Anyone need me to cut the heat on?
It really depends on just where in Texas you are- it’s a BIG place. The eastern third of the state is pretty well Southern- it was largely settled in the 1830s-1840s, by Southerners and their slaves. It’s got a lot of the same food traditions as other Southern states, especially the adjoining ones (Arkansas & Louisiana).
As you go further west, the state gets less Southern and more Western. Somewhere like San Angelo, Lubbock, Amarillo, or Abilene is going to be far more “western” feeling- cowboys, cattle, etc… than say… 50 miles outside Houston.
And there are parts of the state that weren’t even especially American. There’s a Czech belt that runs from roughly Ennis (south of Dallas) clear down to the south-Central town of Yoakum. There were also a lot of German settlements- more or less in the same areas as the Czechs, but with different concentrations.
But… at the time of the Civil War, the majority of the state’s population was in the eastern third, so they considered themselves Southern, because they were.
Similarly, Virginia’s a big place. Not nearly as big as Texas, but still.
The DC 'burbs aren’t Southern at all, of course. And they’re a much bigger chunk of VA’s population than they were when I was growing up there, 50-60 years ago. Hampton Roads (Norfolk, Va. Beach, Newport News, Hampton, etc.) is more culturally southern than the DC burbs, but that’s a matter of degree. It really isn’t all that southern.
The part of Virginia that’s unquestionably part of The South would be Southside, which is basically everything east of the Blue Ridge, south of I-64, and away from the Hampton Roads and Richmond-Petersburg metro areas. That’s where all the plantations would have been, back in the day.

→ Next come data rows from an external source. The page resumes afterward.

PR #820, opened 2026-07-02
Fix over-quoting of backslashes in table cells

### LINKED ISSUE #769: Too much quoting of backslashes in datatables
**Describe the bug**

Backslashes in datatables in a feature file get converted to double backslashes in the datatable fixture dictionary.

**To Reproduce**

Given a feature file `test.feature`:

```
Feature: Quoting

    Scenario: Backslahes are quoted correctly
        Then expect backslash in datatable
          | \ |
```

and a test file:

```
from pytest_bdd import scenario, then

@scenario('test.feature', 'Backslahes are quoted correctly')
def test_backslash():
    pass


@then("expect backslash in datatable")
def _(datatable):
    assert datatable[0][0] == '\\'
```

The test fails with the following output:

```
=========== short test summary info =================
FAILED test_backslash.py::test_backslash - AssertionError: assert '\\\\' == '\\'
  
  - \
  + \\
=========== 1 failed in 0.05s ===========================
```

**Expected behavior**

The content of the datatable should appear exactly as in the feature file: a single backslash becomes a single backslash.

**Version**
 - pytest version: 8.3.5
 - pytest-bdd version: 8.1.0
 - OS: Linux (Debian bookworm)

golikovichev:
Fixes #769

## Problem

Backslashes in datatable and Examples table cells were doubled. A cell written as a single backslash reached the step as two:

```gherkin
Then expect backslash in datatable
  | \ |
```

```python
@then("expect backslash in datatable")
def _(datatable):
    assert datatable[0][0] == "\\"   # failed: value was "\\\\"
```

## Cause

`gherkin_parser.Cell.from_dict` ran every cell value through a helper:

```python
def _to_raw_string(normal_string: str) -> str:
    return normal_string.replace("\\", "\\\\")
```

The `gherkin` library already resolves cell escaping per the Gherkin spec before pytest-bdd sees the value (`\\` -> `\`, `\|` -> `|`, `\n` -> newline, a lone `\` stays `\`). The extra pass doubled every backslash a second time. This looks like the leftover compatibility workaround mentioned in the issue thread.

## Fix

Deliver the cell value exactly as `gherkin` resolves it and drop the now-unused helper (it had a single call site).

## Backwards compatibility

This is a behaviour change, not a pure internal fix. Cells now carry the Gherkin-resolved value with no extra doubling. Anyone who relied on the old doubled output (for example asserting `\\` for a single authored backslash, or writing `C:\\\\Users` to survive the old double pass) will need to drop that workaround. Values now match what the feature author wrote and what other Gherkin implementations produce.

## Tests

- New `tests/datatable/test_datatable.py::test_datatable_preserves_backslashes` covering a lone backslash, an escaped `\\`, an escaped pipe `\|`, and a Windows path `C:\Users\John`. Expected values were checked against the raw `gherkin` parser output.
- Updated the two `test_outline_with_escaped_pipes` expectations that encoded the old doubled output (`bork      \\` now decodes to a single trailing backslash; `bork    \\\|` now decodes to `bork    \|`).
- `CHANGES.rst`: entry under Unreleased / Fixed.

Full suite passes locally except for pre-existing Windows-only path-separator failures in `test_generate` / `test_migrate` / `test_feature_base_dir` that also fail on an unmodified checkout and are unrelated to this change.

### DIFF
--- a/CHANGES.rst
+++ b/CHANGES.rst
@@ -30,6 +30,7 @@ Removed
 
 Fixed
 +++++
+* Backslashes in datatable and examples table cells are no longer over-quoted. A cell containing a single backslash now reaches the step as a single backslash, matching the Gherkin escaping rules. `#769 <https://github.com/pytest-dev/pytest-bdd/issues/769>`_
 * Made type annotations stronger and removed most of the ``typing.Any`` usages and ``# type: ignore`` annotations. `#658 <https://github.com/pytest-dev/pytest-bdd/pull/658>`_
 
 Security
--- a/CHANGES.rst
+++ b/CHANGES.rst
@@ -30,7 +30,7 @@ Removed
 
 Fixed
 +++++
-* Backslashes in datatable and examples table cells are no longer over-quoted. A cell containing a single backslash now reaches the step as a single backslash, matching the Gherkin escaping rules. `#769 <https://github.com/pytest-dev/pytest-bdd/issues/769>`_
+* Backslashes in datatable and examples table cells are no longer over-quoted. A cell containing a single backslash now reaches the step as a single backslash, matching the Gherkin escaping rules. If you compensated by doubling backslashes in feature files, undo that. `#769 <https://github.com/pytest-dev/pytest-bdd/issues/769>`_
 * Made type annotations stronger and removed most of the ``typing.Any`` usages and ``# type: ignore`` annotations. `#658 <https://github.com/pytest-dev/pytest-bdd/pull/658>`_
 * Empty docstrings are now correctly forwarded to step functions as an empty string instead of being silently dropped, which previously caused pytest to report a missing ``docstring`` fixture. `#809 <https://github.com/pytest-dev/pytest-bdd/issues/809>`_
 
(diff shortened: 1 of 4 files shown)


CHANGES.rst
```diff
@@ -30,6 +30,7 @@ Removed
 
 Fixed
 +++++
+* Backslashes in datatable and examples table cells are no longer over-quoted. A cell containing a single backslash now reaches the step as a single backslash, matching the Gherkin escaping rules. `#769 <https://github.com/pytest-dev/pytest-bdd/issues/769>`_
```
Pierre-Sassoulas:
```suggestion
* Backslashes in datatable and examples table cells are no longer over-quoted. A cell containing a single backslash now reaches the step as a single backslash, matching the Gherkin escaping rules. if you compensated by doubling backslashes in feature files, undo that `#769 <https://github.com/pytest-dev/pytest-bdd/issues/769>`_
```

Pierre-Sassoulas (commented):
LGTM, @jsa34 do you have an opinion ?

CHANGES.rst
golikovichev: Good call, applied. Thanks for the review.

jsa34:
@Pierre-Sassoulas I remember reluctantly (trying to keep the change as minimal for regression as possible) adding this in for backwards compatibility, but fully support removing this custom escaping and undesirable behaviour.

Pierre-Sassoulas (approved):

Mrs. J. had a classic experience today.
She heard a knock at the front door, looked out and saw a gas company truck in the driveway. When she answered the door, the guy asked,
“Yew have a lake in the back yard?”
Puzzled, she responded, “Well, we have a pond.”
Incredulous, the man said “Yew have a gas lake in your pond???”
At this point, she realized he was referencing a leak in the gas line at the back of the property they had told us about months ago, supposedly small enough that they were in no rush to repair it. The wheels turn slowly, but they do turn. ![]()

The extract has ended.